## Description of the task
Filter the entries for the word "yaml". Copy each line in which it occurs.

## The data
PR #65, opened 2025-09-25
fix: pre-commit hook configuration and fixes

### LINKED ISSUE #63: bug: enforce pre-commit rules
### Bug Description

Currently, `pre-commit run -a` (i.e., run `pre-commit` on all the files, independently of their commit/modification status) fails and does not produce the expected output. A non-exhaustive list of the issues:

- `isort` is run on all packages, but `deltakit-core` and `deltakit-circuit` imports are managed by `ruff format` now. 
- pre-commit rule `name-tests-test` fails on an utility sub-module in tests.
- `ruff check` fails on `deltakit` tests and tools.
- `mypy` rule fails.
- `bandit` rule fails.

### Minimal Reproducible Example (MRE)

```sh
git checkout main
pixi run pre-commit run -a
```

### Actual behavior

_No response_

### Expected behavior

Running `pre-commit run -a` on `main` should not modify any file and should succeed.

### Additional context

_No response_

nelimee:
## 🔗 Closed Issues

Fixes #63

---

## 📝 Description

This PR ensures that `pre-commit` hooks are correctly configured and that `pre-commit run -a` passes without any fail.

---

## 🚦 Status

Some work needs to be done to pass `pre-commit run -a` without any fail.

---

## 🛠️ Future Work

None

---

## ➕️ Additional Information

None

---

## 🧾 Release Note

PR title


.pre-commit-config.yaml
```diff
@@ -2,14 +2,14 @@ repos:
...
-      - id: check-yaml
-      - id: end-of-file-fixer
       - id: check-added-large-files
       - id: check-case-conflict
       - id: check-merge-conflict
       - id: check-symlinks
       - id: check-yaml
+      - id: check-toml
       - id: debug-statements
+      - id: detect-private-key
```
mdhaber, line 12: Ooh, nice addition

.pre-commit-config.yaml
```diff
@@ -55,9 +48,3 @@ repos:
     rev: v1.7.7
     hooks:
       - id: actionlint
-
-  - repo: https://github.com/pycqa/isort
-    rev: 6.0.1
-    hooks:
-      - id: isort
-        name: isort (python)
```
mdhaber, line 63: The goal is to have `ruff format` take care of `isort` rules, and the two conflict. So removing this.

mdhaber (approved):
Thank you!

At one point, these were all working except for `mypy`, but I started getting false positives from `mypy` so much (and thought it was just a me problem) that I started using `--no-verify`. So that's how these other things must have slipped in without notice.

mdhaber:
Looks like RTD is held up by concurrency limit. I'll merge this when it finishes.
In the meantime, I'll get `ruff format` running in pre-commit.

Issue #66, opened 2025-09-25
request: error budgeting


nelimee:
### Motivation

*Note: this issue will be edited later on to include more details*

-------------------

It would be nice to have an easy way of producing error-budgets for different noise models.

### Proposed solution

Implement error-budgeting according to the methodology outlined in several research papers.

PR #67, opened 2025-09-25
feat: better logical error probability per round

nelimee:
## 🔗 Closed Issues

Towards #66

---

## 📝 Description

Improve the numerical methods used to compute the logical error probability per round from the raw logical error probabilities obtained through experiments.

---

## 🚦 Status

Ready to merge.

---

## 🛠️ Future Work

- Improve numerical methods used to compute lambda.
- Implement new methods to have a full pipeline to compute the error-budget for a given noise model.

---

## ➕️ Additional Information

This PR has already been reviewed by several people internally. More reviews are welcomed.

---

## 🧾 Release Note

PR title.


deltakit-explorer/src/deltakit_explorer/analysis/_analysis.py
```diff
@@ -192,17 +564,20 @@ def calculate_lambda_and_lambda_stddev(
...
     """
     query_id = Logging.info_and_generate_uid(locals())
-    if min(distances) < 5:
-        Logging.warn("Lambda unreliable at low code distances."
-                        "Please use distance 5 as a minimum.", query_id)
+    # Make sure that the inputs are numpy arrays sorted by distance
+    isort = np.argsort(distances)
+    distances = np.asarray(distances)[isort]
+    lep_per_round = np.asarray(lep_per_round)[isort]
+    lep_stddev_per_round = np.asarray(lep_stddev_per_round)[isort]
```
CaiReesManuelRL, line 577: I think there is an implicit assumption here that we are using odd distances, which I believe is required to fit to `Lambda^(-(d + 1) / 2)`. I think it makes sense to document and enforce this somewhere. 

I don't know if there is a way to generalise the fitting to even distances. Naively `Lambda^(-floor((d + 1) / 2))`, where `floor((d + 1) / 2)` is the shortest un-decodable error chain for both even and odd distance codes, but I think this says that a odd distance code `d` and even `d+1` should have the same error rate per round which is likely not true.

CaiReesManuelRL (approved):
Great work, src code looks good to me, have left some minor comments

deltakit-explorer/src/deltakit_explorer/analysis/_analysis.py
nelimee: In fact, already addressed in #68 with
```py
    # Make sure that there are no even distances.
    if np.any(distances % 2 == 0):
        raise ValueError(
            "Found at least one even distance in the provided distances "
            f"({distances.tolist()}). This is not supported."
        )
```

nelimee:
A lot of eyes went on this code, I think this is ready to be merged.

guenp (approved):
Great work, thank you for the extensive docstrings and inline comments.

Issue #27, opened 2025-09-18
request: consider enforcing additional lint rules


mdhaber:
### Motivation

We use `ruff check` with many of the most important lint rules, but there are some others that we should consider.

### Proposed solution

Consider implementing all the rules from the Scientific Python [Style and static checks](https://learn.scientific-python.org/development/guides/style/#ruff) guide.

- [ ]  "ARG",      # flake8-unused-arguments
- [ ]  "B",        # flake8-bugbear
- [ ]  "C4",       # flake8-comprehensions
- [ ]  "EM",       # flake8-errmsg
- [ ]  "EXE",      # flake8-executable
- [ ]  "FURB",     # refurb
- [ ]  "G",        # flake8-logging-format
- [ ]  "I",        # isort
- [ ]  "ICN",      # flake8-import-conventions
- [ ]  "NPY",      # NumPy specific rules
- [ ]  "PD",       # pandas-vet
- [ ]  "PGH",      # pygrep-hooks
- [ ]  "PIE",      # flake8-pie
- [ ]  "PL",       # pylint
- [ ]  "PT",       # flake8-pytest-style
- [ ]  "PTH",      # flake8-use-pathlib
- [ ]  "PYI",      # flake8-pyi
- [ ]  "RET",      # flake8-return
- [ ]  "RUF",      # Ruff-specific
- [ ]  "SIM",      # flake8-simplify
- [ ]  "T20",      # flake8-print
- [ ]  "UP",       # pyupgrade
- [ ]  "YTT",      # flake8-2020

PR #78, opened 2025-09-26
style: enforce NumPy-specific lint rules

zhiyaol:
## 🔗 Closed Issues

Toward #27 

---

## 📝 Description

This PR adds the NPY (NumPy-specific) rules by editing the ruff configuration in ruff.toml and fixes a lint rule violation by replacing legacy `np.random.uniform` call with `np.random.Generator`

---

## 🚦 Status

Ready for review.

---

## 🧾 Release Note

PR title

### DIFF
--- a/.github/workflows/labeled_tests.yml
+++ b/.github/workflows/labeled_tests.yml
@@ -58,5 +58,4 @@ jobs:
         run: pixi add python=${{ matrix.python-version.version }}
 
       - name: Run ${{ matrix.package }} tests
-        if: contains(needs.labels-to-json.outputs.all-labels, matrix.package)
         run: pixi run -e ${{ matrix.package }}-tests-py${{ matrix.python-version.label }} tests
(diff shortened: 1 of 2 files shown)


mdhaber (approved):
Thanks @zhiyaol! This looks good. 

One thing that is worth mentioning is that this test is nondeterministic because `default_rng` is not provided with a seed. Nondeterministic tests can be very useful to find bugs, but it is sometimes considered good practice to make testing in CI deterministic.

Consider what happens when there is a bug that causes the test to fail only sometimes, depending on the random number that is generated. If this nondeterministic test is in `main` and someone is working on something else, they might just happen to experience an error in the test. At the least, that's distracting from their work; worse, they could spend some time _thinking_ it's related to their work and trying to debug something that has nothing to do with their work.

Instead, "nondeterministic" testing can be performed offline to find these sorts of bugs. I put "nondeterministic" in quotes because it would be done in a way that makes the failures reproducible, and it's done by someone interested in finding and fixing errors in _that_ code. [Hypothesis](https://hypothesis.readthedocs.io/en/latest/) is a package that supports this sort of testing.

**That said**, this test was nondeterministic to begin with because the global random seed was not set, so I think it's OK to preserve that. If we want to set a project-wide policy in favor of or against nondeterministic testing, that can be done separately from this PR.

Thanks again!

## Result below
.pre-commit-config.yaml
-      - id: check-yaml
       - id: check-yaml
.pre-commit-config.yaml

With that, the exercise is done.